= James Jefferson Davis Hall =

American street preacher (1864–1951)

James Jefferson Davis Hall, (1864-1951) sometimes known by supporters as "Dad Hall," was an American Episcopalian street preacher known for his large telephone ministry, which according to a Time article allowed him to preach directly to a record 140,000 people over 20 months.

==Biography==
James Jefferson Davis Hall was born in 1864 in Greenville, Alabama during the American Civil War. His family was poor and he had ten siblings. His father James Woodward Hall served in Confederate Army as a physician. He rarely had shoes until he was eighteen, and at age 20 he quit farming to become a teacher. When he was 28 in 1892, he left his job again to enter the Protestant Episcopal Theological Seminary in Alexandria, Virginia. After graduating he preached in small Alabama towns and in 1904 was appointed Episcopal chaplain for two prison camps in Pratt City and Flattop outside Birmingham, Alabama. Hall became well known among evangelists and in 1908 was invited to Philadelphia to take charge of the Vine Street Galilee Mission.

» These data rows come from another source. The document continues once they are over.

PR #1778, opened 2026-05-15
Address all visibility validation TODOs in IR builder

akiramenai:
This PR completes and polishes all visibility-related validation logic in the IR builder, as tracked by TODOs in mod.rs. The following improvements are included:

**Add receive function visibility/mutability diagnostics**
Emit errors when a receive function lacks explicit external/payable or has duplicate specifiers.

**Add invalid fallback visibility diagnostic**
Ensures fallback functions are always marked as external, emitting an error if the visibility is missing or incorrect.

**Add invalid constructor visibility diagnostic**
Replicates solc 0.7.0+ behavior: rejects non-public constructor visibility, but does not emit the warning for public (which solc accepts but ignores). Skips the invalid visibility diagnostic when multiple keywords are present, as MultipleVisibilitySpecifiers is emitted instead.

**Add multiple visibility specifiers diagnostic**
Detects duplicate visibility keywords on functions, constructors, and state variables. Refactors visibility extraction to a shared method, following the mutability pattern.


crates/solidity-v2/outputs/cargo/ir/src/ir/builder/mod.rs
```diff
@@ -558,19 +541,30 @@ impl<S: Source> CstToIrBuilder<'_, S> {
     }
 
     fn constructor_visibility(
+        &mut self,
         attributes: &input::ConstructorAttributes,
     ) -> output::FunctionVisibility {
```
OmarTawfik, line 546: I suggest we keep a `TODO(validation)` comment, since we still need to add the `public` warning later.

crates/solidity-v2/outputs/cargo/ir/src/ir/builder/mod.rs
```diff
@@ -599,8 +593,18 @@ impl<S: Source> CstToIrBuilder<'_, S> {
         let kind = output::FunctionKind::Fallback;
         let name = None;
         let parameters = self.build_parameters_declaration(&source.parameters);
-        // TODO(validation): fallback functions *must* have external visibility
-        let visibility = output::FunctionVisibility::External;
+        // Fallback functions *must* have external visibility
+        let visibility =
```
OmarTawfik: nit: since there is a dedicated `extract_fallback_visibility` function, I suggest putting the new `InvalidFallbackVisibility` validation below there as well.

crates/solidity-v2/outputs/cargo/ir/src/ir/builder/mod.rs
```diff
@@ -999,4 +1033,75 @@ impl<S: Source> CstToIrBuilder<'_, S> {
...
+            visibility,
+            unique_range,
+        }
+    }
+
+    /// Extracts fallback function visibility.
+    ///
+    /// This is needed because fallback function attributes are a distinct enum
+    /// (`FallbackFunctionAttribute`) and do not implement the same conversion traits
+    /// as ordinary function attributes. Only `external` is valid for fallback visibility.
```
OmarTawfik: nit: `calculate_text_range` is guarenteed to return a range for keywords, so I think you can `unwrap()`/`expect()` its result here, rather than dealing with `Option<>` in all callsites.

crates/solidity-v2/outputs/cargo/ir/src/ir/builder/mod.rs
```diff
@@ -674,12 +678,17 @@ impl<S: Source> CstToIrBuilder<'_, S> {
...
         let parameters = self.build_parameters_declaration(&source.parameters);
-        // TODO(validation): receive functions *must* have external visibility
-        let visibility = output::FunctionVisibility::External;
-        // TODO(validation): receive functions *must* have a 'payable' specifier
-        let mutability = self
-            .extract_mutability_specifier(&source.attributes.elements)
-            .unwrap_or(output::FunctionMutability::Payable);
+        // Receive functions must have explicit `external` visibility and `payable` mutability.
+        // Emit InvalidReceiveAttributes if either of these is missing.
+        // Duplicate visibility or mutability specifiers are handled by extract_receive_attributes.
```
OmarTawfik: I suggest keeping mutability validation/handling separate from visibility.
This keeps the diagnostic atomic/actionable, instead of combining them into one.

crates/solidity-v2/outputs/cargo/ir/src/ir/builder/mod.rs
```diff
@@ -999,4 +1033,75 @@ impl<S: Source> CstToIrBuilder<'_, S> {
...
+        }
+
+        ExtractedVisibilitySpecifier {
+            visibility,
+            unique_range,
+        }
+    }
+
+    /// Extracts fallback function visibility.
+    ///
```
OmarTawfik: > and do not implement the same conversion traits as ordinary function attributes

Would it be possible to make the input `attributes` generic, thus handling all visibility modifiers in one function. See `extract_mutability_specifier` for example.

crates/solidity-v2/outputs/cargo/ir/src/ir/builder/mod.rs
```diff
@@ -558,19 +541,30 @@ impl<S: Source> CstToIrBuilder<'_, S> {
...
-        )
+        // Constructor visibility in solc starting from 0.7.0:
+        // - `public` is accepted, and solc emits a warning saying that visibility is ignored.
+        // - non-public constructor visibility is rejected.
+        // We don't emit the `public` warning for now.
+        // `MultipleVisibilitySpecifiers` is emitted separately for duplicate visibility keywords.
+        // `InvalidConstructorVisibility` is emitted for non-public constructor visibility.
+        let extracted = self.extract_visibility_specifier(&attributes.elements);
+
+        if matches!(
```
OmarTawfik: I suggest inverting the check, and putting an error on anything that is not `FunctionVisibility::Public`. This way, it doesn't introduce a bug later if/when the grammar is relaxed.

Eventually he went to New York city where he became a street preacher supported by older, wealthy, mostly Southern, Fundamentalist women. He would offer his phone number to preach over the phone, and eventually built up a client base. He later said his telephone ministry started after preaching to a wrong number call, but as it grew he became known as the "telephone preacher" who supporters called "Dad Hall."

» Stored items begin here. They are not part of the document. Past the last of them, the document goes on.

PR #1779, opened 2026-05-15
[v2] Implement comptime evaluation of `erc7201`

### LINKED ISSUE #1747: Implement constant evaluation for `erc7201`
Solidity 0.8.35 added the `erc7201`, in #1740 we added it as a builtin, but we need to implement the constant evaluation part of it.

[The release announcement](https://www.soliditylang.org/blog/2026/04/29/solidity-0.8.35-release-announcement/) has more details.

_Originally posted by @ggiraldez in https://github.com/NomicFoundation/slang/pull/1740#pullrequestreview-4211979957_

ggiraldez:
Closes #1747 

This PR also introduces the `U256` type from the `ruint` crate to represent base slot addresses for contracts in the EVM.

### DIFF
--- a/crates/solidity-v2/outputs/cargo/semantic/src/passes/p3_type_definitions/evaluator.rs
+++ b/crates/solidity-v2/outputs/cargo/semantic/src/passes/p3_type_definitions/evaluator.rs
@@ -1,14 +1,24 @@
+use num_bigint::BigInt;
 use slang_solidity_v2_ir::ir;
 
 use crate::types::Number;
 
-pub(crate) fn evaluate_compile_time_uint_constant<Scope>(
+pub(crate) fn evaluate_compile_time_usize_constant<Scope>(
     expression: &ir::Expression,
     start_scope: Scope,
     identifier_resolver: &dyn ConstantIdentifierResolver<Scope>,
 ) -> Option<usize> {
     evaluate_compile_time_number_constant(expression, start_scope, identifier_resolver)
         .and_then(|value| value.as_usize())
+}
+
+pub(crate) fn evaluate_compile_time_integer_constant<Scope>(
+    expression: &ir::Expression,
+    start_scope: Scope,
+    identifier_resolver: &dyn ConstantIdentifierResolver<Scope>,
+) -> Option<BigInt> {
+    evaluate_compile_time_number_constant(expression, start_scope, identifier_resolver)
+        .and_then(Number::into_integer)
 }
 
 fn evaluate_compile_time_number_constant<Scope>(
--- a/crates/solidity-v2/outputs/cargo/semantic/src/passes/p3_type_definitions/evaluator.rs
+++ b/crates/solidity-v2/outputs/cargo/semantic/src/passes/p3_type_definitions/evaluator.rs
@@ -1,7 +1,10 @@
-use num_bigint::BigInt;
+use num_bigint::{BigInt, Sign};
+use ruint::aliases::U256;
+use sha3::{Digest, Keccak256};
 use slang_solidity_v2_ir::ir;
 
-use crate::types::Number;
+use crate::built_ins::BuiltIn;
+use crate::types::{literals, Number};
 
 pub(crate) fn evaluate_compile_time_usize_constant<Scope>(
     expression: &ir::Expression,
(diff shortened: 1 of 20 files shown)


crates/solidity-v2/outputs/cargo/semantic/src/passes/p3_type_definitions/evaluator.rs
teofr, line 128: Maybe this is not the place to put it, but we'll probably need to validate and emit an error  in the future, maybe a `TODO(validation)` is needed here

crates/solidity-v2/outputs/cargo/semantic/src/passes/p3_type_definitions/evaluator.rs
```diff
@@ -211,6 +242,103 @@ impl<Scope> CompileConstantEvaluator<'_, Scope> {
...
+            }
+            ir::Expression::Identifier(identifier) => {
+                self.evaluate_identifier_as_string(identifier)
+            }
+            _ => None,
+        }
+    }
+
+    fn evaluate_identifier_as_string(&mut self, identifier: &ir::Identifier) -> Option<Vec<u8>> {
+        let current_scope = self.scope_stack.last().expect("scope stack is empty");
```
teofr, line 306: Not for this PR, but it doesn't seem `scope_stack` is needed, maybe just keeping the number of scopes and the last scope, and then mutating that when doing recursion, would be enough.

crates/solidity-v2/outputs/cargo/semantic/src/passes/p3_type_definitions/resolution.rs
```diff
@@ -142,16 +144,56 @@ impl ConstantIdentifierResolver<ScopeId> for Pass<'_> {
...
+                        }
+                    }
+                    _ => ComptimeResolution::Unresolved,
+                }
+            }
+            Resolution::Ambiguous(_) => {
+                // TODO(validation): multiple definitions found which is an error
+                ComptimeResolution::Unresolved
+            }
+            Resolution::BuiltIn(_) => unreachable!("the binder doesn't resolve to built-ins"),
```
teofr, line 175: Any reason on why this is unreachable?

teofr (approved):
LGTM, just some questions

crates/solidity-v2/outputs/cargo/semantic/src/passes/p3_type_definitions/evaluator.rs
ggiraldez: Yes, I think we already have `TODO(validation)` markers in the call sites that invoke this evaluator ([here](https://github.com/NomicFoundation/slang/blob/6adf79541621c5ff4e25fc7d0f3c43f26b163456/crates/solidity-v2/outputs/cargo/semantic/src/passes/p3_type_definitions/visitor.rs#L48) and [here](https://github.com/NomicFoundation/slang/blob/6adf79541621c5ff4e25fc7d0f3c43f26b163456/crates/solidity-v2/outputs/cargo/semantic/src/passes/p3_type_definitions/resolution.rs#L48)).

crates/solidity-v2/outputs/cargo/semantic/src/passes/p3_type_definitions/evaluator.rs
ggiraldez: That's true at this stage, but since the function recurses to `evaluate_expression_as_string` in the future there may be other cases where the stack is used (eg. a constant string concatenation operator/function).

crates/solidity-v2/outputs/cargo/semantic/src/passes/p3_type_definitions/resolution.rs
ggiraldez: Yes, `Binder::resolve_in_scope()` will _only_ lookup symbol definitions in the given scope but it doesn't do built-in resolution. There was a special case before (in v1) where the `_` placeholder would be resolved by the binder, but that's been moved to the passes. I guess we may want to enforce this with typing by introducing a `BinderResolution` at some point.

crates/solidity-v2/outputs/cargo/semantic/src/passes/p3_type_definitions/evaluator.rs
teofr: Maybe I'm missing something, but how would it be necessary for that case?

ggiraldez: Ah, I see what you mean. You'd be using the execution stack itself to save the stack. That should work yes, and it's one less allocation.

teofr: Yeah, exactly. Not too important, likely not a bottleneck either.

He had a mission called St. Paul's House in New York, with paid staff to answer phone calls, and with sister missions in different cities. According to a 1942 Time magazine article, Hall set a record for preaching by preaching to 140,000 people over 20 months, although some of them were prank calls. He was also known for feuding with atheist Charles Lee Smith; and he took public stands in favor of vegetarianism, prohibition, saving banks, osteopathy, and women preachers; but opposed church suppers, vaccinations, bingo, aspirin, and tobacco.

He died in Manhattan at the age of 86 after a 2000 mile preaching tour.